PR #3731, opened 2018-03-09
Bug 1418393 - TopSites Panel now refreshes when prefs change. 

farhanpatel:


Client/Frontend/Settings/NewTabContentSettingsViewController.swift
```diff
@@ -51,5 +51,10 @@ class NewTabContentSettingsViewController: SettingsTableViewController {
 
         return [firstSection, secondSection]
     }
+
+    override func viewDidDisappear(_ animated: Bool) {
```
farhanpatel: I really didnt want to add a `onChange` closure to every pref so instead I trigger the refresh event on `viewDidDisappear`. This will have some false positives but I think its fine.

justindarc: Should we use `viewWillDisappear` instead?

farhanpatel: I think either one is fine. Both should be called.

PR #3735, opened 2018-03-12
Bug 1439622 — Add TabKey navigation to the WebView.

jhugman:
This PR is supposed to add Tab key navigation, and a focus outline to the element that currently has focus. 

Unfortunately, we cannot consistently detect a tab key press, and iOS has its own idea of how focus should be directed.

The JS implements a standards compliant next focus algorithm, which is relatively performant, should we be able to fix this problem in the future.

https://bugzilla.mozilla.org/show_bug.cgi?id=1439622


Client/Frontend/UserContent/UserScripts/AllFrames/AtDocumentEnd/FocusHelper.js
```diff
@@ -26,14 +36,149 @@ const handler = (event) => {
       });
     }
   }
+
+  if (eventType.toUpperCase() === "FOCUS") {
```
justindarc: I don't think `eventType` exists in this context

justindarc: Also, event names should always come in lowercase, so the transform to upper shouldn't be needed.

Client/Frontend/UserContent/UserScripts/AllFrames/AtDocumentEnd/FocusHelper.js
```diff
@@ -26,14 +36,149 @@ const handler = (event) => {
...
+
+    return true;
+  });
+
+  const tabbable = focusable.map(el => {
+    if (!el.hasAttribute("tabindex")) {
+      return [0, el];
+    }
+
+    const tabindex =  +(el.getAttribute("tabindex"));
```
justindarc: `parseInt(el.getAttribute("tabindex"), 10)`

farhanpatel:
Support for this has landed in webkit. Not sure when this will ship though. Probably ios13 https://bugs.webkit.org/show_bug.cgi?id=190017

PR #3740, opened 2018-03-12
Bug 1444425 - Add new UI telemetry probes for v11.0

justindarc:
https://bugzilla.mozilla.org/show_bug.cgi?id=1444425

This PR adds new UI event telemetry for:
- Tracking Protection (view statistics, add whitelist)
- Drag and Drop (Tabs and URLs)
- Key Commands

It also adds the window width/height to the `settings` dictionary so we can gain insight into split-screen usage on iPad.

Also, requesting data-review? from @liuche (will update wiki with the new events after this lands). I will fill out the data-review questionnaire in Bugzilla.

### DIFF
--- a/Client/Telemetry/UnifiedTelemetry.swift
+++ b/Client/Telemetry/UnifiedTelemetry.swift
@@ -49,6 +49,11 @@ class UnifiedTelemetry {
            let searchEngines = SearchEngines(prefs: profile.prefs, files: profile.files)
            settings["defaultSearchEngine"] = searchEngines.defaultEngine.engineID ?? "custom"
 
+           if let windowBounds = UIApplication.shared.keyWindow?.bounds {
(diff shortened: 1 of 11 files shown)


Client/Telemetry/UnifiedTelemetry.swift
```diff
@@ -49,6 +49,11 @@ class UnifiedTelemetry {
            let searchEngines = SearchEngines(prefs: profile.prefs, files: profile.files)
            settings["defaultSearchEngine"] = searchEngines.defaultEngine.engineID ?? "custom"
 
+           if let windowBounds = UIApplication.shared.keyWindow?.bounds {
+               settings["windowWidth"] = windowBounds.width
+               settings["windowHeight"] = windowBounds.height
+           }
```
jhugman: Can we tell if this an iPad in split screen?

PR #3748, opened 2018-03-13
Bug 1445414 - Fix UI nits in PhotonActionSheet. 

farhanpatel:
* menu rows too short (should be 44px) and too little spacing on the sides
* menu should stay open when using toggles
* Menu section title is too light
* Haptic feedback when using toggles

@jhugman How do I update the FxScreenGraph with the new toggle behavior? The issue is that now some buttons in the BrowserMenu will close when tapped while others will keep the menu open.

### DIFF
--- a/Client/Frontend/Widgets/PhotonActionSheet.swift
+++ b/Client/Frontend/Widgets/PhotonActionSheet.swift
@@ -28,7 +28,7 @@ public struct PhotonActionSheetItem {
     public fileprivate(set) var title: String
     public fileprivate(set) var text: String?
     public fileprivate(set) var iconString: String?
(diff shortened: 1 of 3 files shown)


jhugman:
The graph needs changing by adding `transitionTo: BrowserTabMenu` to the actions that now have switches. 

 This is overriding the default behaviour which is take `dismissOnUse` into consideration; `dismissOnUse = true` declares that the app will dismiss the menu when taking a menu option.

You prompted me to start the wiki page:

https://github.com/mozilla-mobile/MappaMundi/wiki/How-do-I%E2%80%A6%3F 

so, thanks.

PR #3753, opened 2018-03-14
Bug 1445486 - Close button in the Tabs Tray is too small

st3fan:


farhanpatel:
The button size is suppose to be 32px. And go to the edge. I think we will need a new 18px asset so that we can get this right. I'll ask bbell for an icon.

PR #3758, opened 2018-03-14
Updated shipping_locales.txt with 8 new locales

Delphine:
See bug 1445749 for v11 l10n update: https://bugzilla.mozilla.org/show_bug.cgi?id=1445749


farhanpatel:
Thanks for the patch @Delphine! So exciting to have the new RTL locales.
======
**ACTIVITY:**
Output the data above exactly, please, line for line.

**THE COMPLETED TASK:**
PR #3731, opened 2018-03-09
Bug 1418393 - TopSites Panel now refreshes when prefs change. 

farhanpatel:


Client/Frontend/Settings/NewTabContentSettingsViewController.swift
```diff
@@ -51,5 +51,10 @@ class NewTabContentSettingsViewController: SettingsTableViewController {
 
         return [firstSection, secondSection]
     }
+
+    override func viewDidDisappear(_ animated: Bool) {
```
farhanpatel: I really didnt want to add a `onChange` closure to every pref so instead I trigger the refresh event on `viewDidDisappear`. This will have some false positives but I think its fine.

justindarc: Should we use `viewWillDisappear` instead?

farhanpatel: I think either one is fine. Both should be called.

PR #3735, opened 2018-03-12
Bug 1439622 — Add TabKey navigation to the WebView.

jhugman:
This PR is supposed to add Tab key navigation, and a focus outline to the element that currently has focus. 

Unfortunately, we cannot consistently detect a tab key press, and iOS has its own idea of how focus should be directed.

The JS implements a standards compliant next focus algorithm, which is relatively performant, should we be able to fix this problem in the future.

https://bugzilla.mozilla.org/show_bug.cgi?id=1439622


Client/Frontend/UserContent/UserScripts/AllFrames/AtDocumentEnd/FocusHelper.js
```diff
@@ -26,14 +36,149 @@ const handler = (event) => {
       });
     }
   }
+
+  if (eventType.toUpperCase() === "FOCUS") {
```
justindarc: I don't think `eventType` exists in this context

justindarc: Also, event names should always come in lowercase, so the transform to upper shouldn't be needed.

Client/Frontend/UserContent/UserScripts/AllFrames/AtDocumentEnd/FocusHelper.js
```diff
@@ -26,14 +36,149 @@ const handler = (event) => {
...
+
+    return true;
+  });
+
+  const tabbable = focusable.map(el => {
+    if (!el.hasAttribute("tabindex")) {
+      return [0, el];
+    }
+
+    const tabindex =  +(el.getAttribute("tabindex"));
```
justindarc: `parseInt(el.getAttribute("tabindex"), 10)`

farhanpatel:
Support for this has landed in webkit. Not sure when this will ship though. Probably ios13 https://bugs.webkit.org/show_bug.cgi?id=190017

PR #3740, opened 2018-03-12
Bug 1444425 - Add new UI telemetry probes for v11.0

justindarc:
https://bugzilla.mozilla.org/show_bug.cgi?id=1444425

This PR adds new UI event telemetry for:
- Tracking Protection (view statistics, add whitelist)
- Drag and Drop (Tabs and URLs)
- Key Commands

It also adds the window width/height to the `settings` dictionary so we can gain insight into split-screen usage on iPad.

Also, requesting data-review? from @liuche (will update wiki with the new events after this lands). I will fill out the data-review questionnaire in Bugzilla.

### DIFF
--- a/Client/Telemetry/UnifiedTelemetry.swift
+++ b/Client/Telemetry/UnifiedTelemetry.swift
@@ -49,6 +49,11 @@ class UnifiedTelemetry {
            let searchEngines = SearchEngines(prefs: profile.prefs, files: profile.files)
            settings["defaultSearchEngine"] = searchEngines.defaultEngine.engineID ?? "custom"
 
+           if let windowBounds = UIApplication.shared.keyWindow?.bounds {
(diff shortened: 1 of 11 files shown)


Client/Telemetry/UnifiedTelemetry.swift
```diff
@@ -49,6 +49,11 @@ class UnifiedTelemetry {
            let searchEngines = SearchEngines(prefs: profile.prefs, files: profile.files)
            settings["defaultSearchEngine"] = searchEngines.defaultEngine.engineID ?? "custom"
 
+           if let windowBounds = UIApplication.shared.keyWindow?.bounds {
+               settings["windowWidth"] = windowBounds.width
+               settings["windowHeight"] = windowBounds.height
+           }
```
jhugman: Can we tell if this an iPad in split screen?

PR #3748, opened 2018-03-13
Bug 1445414 - Fix UI nits in PhotonActionSheet. 

farhanpatel:
* menu rows too short (should be 44px) and too little spacing on the sides
* menu should stay open when using toggles
* Menu section title is too light
* Haptic feedback when using toggles

@jhugman How do I update the FxScreenGraph with the new toggle behavior? The issue is that now some buttons in the BrowserMenu will close when tapped while others will keep the menu open.

### DIFF
--- a/Client/Frontend/Widgets/PhotonActionSheet.swift
+++ b/Client/Frontend/Widgets/PhotonActionSheet.swift
@@ -28,7 +28,7 @@ public struct PhotonActionSheetItem {
     public fileprivate(set) var title: String
     public fileprivate(set) var text: String?
     public fileprivate(set) var iconString: String?
(diff shortened: 1 of 3 files shown)


jhugman:
The graph needs changing by adding `transitionTo: BrowserTabMenu` to the actions that now have switches. 

 This is overriding the default behaviour which is take `dismissOnUse` into consideration; `dismissOnUse = true` declares that the app will dismiss the menu when taking a menu option.

You prompted me to start the wiki page:

https://github.com/mozilla-mobile/MappaMundi/wiki/How-do-I%E2%80%A6%3F 

so, thanks.

PR #3753, opened 2018-03-14
Bug 1445486 - Close button in the Tabs Tray is too small

st3fan:


farhanpatel:
The button size is suppose to be 32px. And go to the edge. I think we will need a new 18px asset so that we can get this right. I'll ask bbell for an icon.

PR #3758, opened 2018-03-14
Updated shipping_locales.txt with 8 new locales

Delphine:
See bug 1445749 for v11 l10n update: https://bugzilla.mozilla.org/show_bug.cgi?id=1445749


farhanpatel:
Thanks for the patch @Delphine! So exciting to have the new RTL locales.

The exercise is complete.